Dataset entries:
........
PR #15593, opened 2022-08-25
(fix) - Show errors in root

GuiLeme:
### What does this PR do?

It adds the logic to show errors when necessary by reading the URL query params and display them in a certain way

### Motivation

BBB-demo had this feature, which was nice as it explains to the user why and what has happened. But since we don't have bbb-demo anymore, the new static content that goes in the root can be responsible for that.

### More

image

This first picture shows what would happen if we had more the one error to display.

image

For just one error.

image

And for no errors, it would maintain the same as it was before.

### DIFF
--- a/bigbluebutton-config/assets/index.html
+++ b/bigbluebutton-config/assets/index.html
@@ -5,10 +5,53 @@
     <meta http-equiv="X-UA-Compatible" content="IE=edge">
     <meta name="viewport" content="width=device-width, initial-scale=1.0">
     <title>BigBlueButton</title>
+    <style>
+        .error-div {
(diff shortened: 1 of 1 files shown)


antobinary:
Could we backport to 2.5 if all is well? This is from 2.5.5:
Screenshot from 2022-08-30 20-31-11

gustavotrott:
> Could we backport to 2.5 if all is well? This is from 2.5.5: Screenshot from 2022-08-30 20-31-11

In 2.5 we still use bbb-demo as root. Does it make sense to backport?

gustavotrott (approved):
Working as expected! Good work.

PR #15600, opened 2022-08-26
fix: Ttldraw Null ParentId Error

KDSBrowne:
### What does this PR do?
attempt at preventing whiteboard crash from null `parentId` error

### DIFF
--- a/bigbluebutton-html5/imports/ui/components/whiteboard/component.jsx
+++ b/bigbluebutton-html5/imports/ui/components/whiteboard/component.jsx
@@ -103,71 +103,72 @@ export default function Whiteboard(props) {
     let stack = null;
     let changed = false;
 
-    if (next.pageStates[curPageId] && !_.isEqual(prevShapes, shapes)) {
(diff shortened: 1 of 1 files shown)


bigbluebutton-html5/imports/ui/components/whiteboard/component.jsx
```diff
@@ -103,71 +103,72 @@ export default function Whiteboard(props) {
...
     let changed = false;
 
-    if (next.pageStates[curPageId] && !_.isEqual(prevShapes, shapes)) {
-      // mergeDocument loses bindings and history, save it
-      pageBindings = tldrawAPI?.getPage(curPageId)?.bindings;
-      history = tldrawAPI?.history
-      stack = tldrawAPI?.stack
-
-      next.pages[curPageId].shapes = shapes;
+    if (curPageId) {
```
antobinary, line 106: Would you consider
` if (!currPageId) return currentDoc;`
instead of the 60 lines of indentation?

PR #15603, opened 2022-08-26
feat(camera): set camera brightness

### LINKED ISSUE #15572: Increase/Decrease camera brightness
Camera brightness.

It would be cool to be able to increase and decrease camera brightness by using a slider.

n/a

**Additional context**
I think HTML Canvas API allows to do it without much work.

Feature proposed by @TiagoJacobs.

JoVictorNunes:
### What does this PR do?

Implements configuration of brightness for webcams.

**High brightness (only on camera)**

**Low brightness (only on camera)**

**High brightness (including virtual background)**

**In Visual Effects modal**

### Closes Issue(s)

Closes #15572

### Motivation

n/a

### More

You can disable it through `enableCameraBrightness` in `Settings.yml`.


antobinary:
Very nice! Looks like @TiagoJacobs suggested / encouraged the idea :mango:

ramonlsouza (approved):

prlanzarin:
This pull requests runs the segmentation code + background worker even if brightness is not altered and no camera effect is applied from a cursory reading.
If that reading is correct, consider:
  - Segmentation code is _expensive_. Don't run it if not necessary.
  - This probably will break camera sharing in Safari. If that's the case, add Safari to the ignore list as it's done for virtual background effects.

prlanzarin:
^ verified that both of the items above are issues.

JoVictorNunes:
@prlanzarin

To address both items we can block brightness configuration when no background is selected.

prlanzarin:
Does it make sense to couple brightness to background effects? If it does, then yes, that's one way of tackling the regressions.

PR #15605, opened 2022-08-29
prototype: new meeting API

gustavotrott:
Prototype of a new meeting-api using Akka HTTP (in order to replace the current `bbb-web` base on Grails)

The prototype is focused only in the following itens:
- Communication between meeting-api and akka-apps (using Akka Remote)
- Configure Akka HTTP and routes (define pattern, diretory structure)
- Configure session write/read for userToken and validation
- Barely implement `create / join / enter / stuns / authorization`  just mininum to be able to create a meeting with audio/video working

Some definitions:
- The project dir is placed in `/bbb-meeting-api`
- The URL is `https://server/api` (`bbb-web` uses `https://server/bigbluebutton/api`, both will be working simultaneously for now)
- API listen on port 8080

Project organization
image

`akka-bbb-apps` exposes the Actors to list on localhost in port 25520 (using Akka Remote lib)
image

The new API will be able to communicate with `akka-bbb-apps` through the Actor via TCP using actorSelection
image

new `meeting-api` doesn't store meeting information. On each request received, it asks the information for `akka-bbb-apps`.
image

Bbb-common-msg api msgs (used by `meeting-api`  and `akka-bbb-apps`)
image

BigBlueButtonActor handle
image

BigBlueButtonActor response
image

GetUserApiMsg (response)
image

Instructions to run the new API:
```bash
# nginx tweaks
sudo sed -i "s/\/bigbluebutton\/connection\/checkAuthorization/\/api\/connection\/checkAuthorization/g" /usr/share/bigbluebutton/nginx/sip.nginx
sudo sed -i "s/\/bigbluebutton\/connection\/checkAuthorization/\/api\/connection\/checkAuthorization/g" /usr/share/bigbluebutton/nginx/webrtc-sfu.nginx
cd ~/src
sudo cp ./bbb-meeting-api/bbb-meeting-api.nginx /usr/share/bigbluebutton/nginx/
sudo systemctl restart nginx

cd ~/src/bbb-meeting-api
./run-dev.sh
```
Using Api-Mate, use `/api` instead of `/bigbluebutton` 
image


antobinary:
Nice work!

bbb-meeting-api/src/main/resources/application.conf
```diff
@@ -0,0 +1,41 @@
...
+        }
+      }
+
+      loggers = ["akka.event.slf4j.Slf4jLogger"]
+      loglevel = "DEBUG"
+  }
+
+  http = {
+    host = "0.0.0.0"
+    port = "8080"
```
paultrudel, line 18: Maybe use 8082 for the port. I believe we have a tomcat instance running on 8080 already. At least I was running into an issue with Tomcat already running on port 8080. The recording API runs on 8081 so 8082 should be fine.

bbb-meeting-api/src/main/scala/org/bigbluebutton/api/join/JoinService.scala
```diff
@@ -0,0 +1,83 @@
...
+        params.getOrElse(CreateParams.ROLE, "").toUpperCase
+      } else if(!params.getOrElse(CreateParams.PASSWORD, "").isEmpty) {
+        //TODO not sure if it will be imported since it is DEPRECATED
+        "MODERATOR" //TODO remove it, using for tests
+      } else {
+        ""
+      }
+    }
+    if(role.isBlank) {
+      throw new RuntimeException("Param 'role' is required.")
```
paultrudel, line 44: Why does a missing role parameter throw an internal server error instead of a response for the user to provide the parameter like it does with fullName, meetingID, and checksum?

bbb-meeting-api/src/main/scala/org/bigbluebutton/api/signOut/SignOutController.scala
```diff
@@ -0,0 +1,54 @@
...
+import org.bigbluebutton.api.ControllerStandard
+import org.bigbluebutton.model.ApiResponseStandard
+
+case object SignOutController extends ControllerStandard {
+  val route: Route = (pathPrefix("signOut") & extractLog) { log =>
+    log.info("signOut")
+    get {
+      parameter(
+        "sessionToken".as[String],
+        "checksum".as[String],
```
paultrudel, line 21: This endpoint shouldn't require a checksum since it uses a sessionToken. The current API doesn't need a checkum on this endpoint.

paultrudel (commented):
This looks good. I wasn't able to get the API working with API Mate, but I was able to use curl to test all the endpoints. Perhaps you could add a version to the context path such as "/api/v1/" since there are plans to have a second version of this API the future. I am thinking that since there are going to be three API apps running simultaneously (meeting, recording, presentation) they could use the follwing context paths:
- /bigbluebutton/api/v1/meetings
- /bigbluebutton/api/v1/recordings
- /bigbluebutton/api/v1/presentations

PR #15608, opened 2022-08-29
refactor: Modify maxParticipant calculation

paultrudel:
### What does this PR do?

Modifies the maxParticipants calculation to only count joined users. A new maxParticipants check is done when a user moves from being entered to joined and the user is ejected if this check fails.


Tainan404 (approved):
LGTM!

PR #15627, opened 2022-09-01
fix(camera): disable brightness on Safari and stop segmentation if brightness is unchanged

JoVictorNunes:
### What does this PR do?

- Handles the Safari edge case: disable brightness on it.
- Prevents unnecessary execution of the segmentation algorithm: Start the segmentation when the Video Preview modal opens and stops it when it closes if brightness is unchanged (`brightness === 0`)

### Closes Issue(s)

Closes none

### Motivation

n/a

### More

https://github.com/bigbluebutton/bigbluebutton/pull/15603


prlanzarin (approved):
Seems to resolve the issues.
IMO we should not spin up the virtual background code even in the preview if it's not needed, but I guess that can be done later.

PR #15792, opened 2022-10-06
[fix] - fix debounce not working properly

GuiLeme:
### What does this PR do?

It fixes the debounce feature that worked the wrong way (it restarted the timeout every time the user clicked the button `move notes to whiteboard`).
........
WHAT YOU HAVE TO DO:
Above are the entries. Copy exactly the part that opens with the line containing "- Segmentation code" and closes with the line containing "- Configure session", and no more.

EXERCISE RESPONSE:
  - Segmentation code is _expensive_. Don't run it if not necessary.
  - This probably will break camera sharing in Safari. If that's the case, add Safari to the ignore list as it's done for virtual background effects.

prlanzarin:
^ verified that both of the items above are issues.

JoVictorNunes:
@prlanzarin

To address both items we can block brightness configuration when no background is selected.

prlanzarin:
Does it make sense to couple brightness to background effects? If it does, then yes, that's one way of tackling the regressions.

PR #15605, opened 2022-08-29
prototype: new meeting API

gustavotrott:
Prototype of a new meeting-api using Akka HTTP (in order to replace the current `bbb-web` base on Grails)

The prototype is focused only in the following itens:
- Communication between meeting-api and akka-apps (using Akka Remote)
- Configure Akka HTTP and routes (define pattern, diretory structure)
- Configure session write/read for userToken and validation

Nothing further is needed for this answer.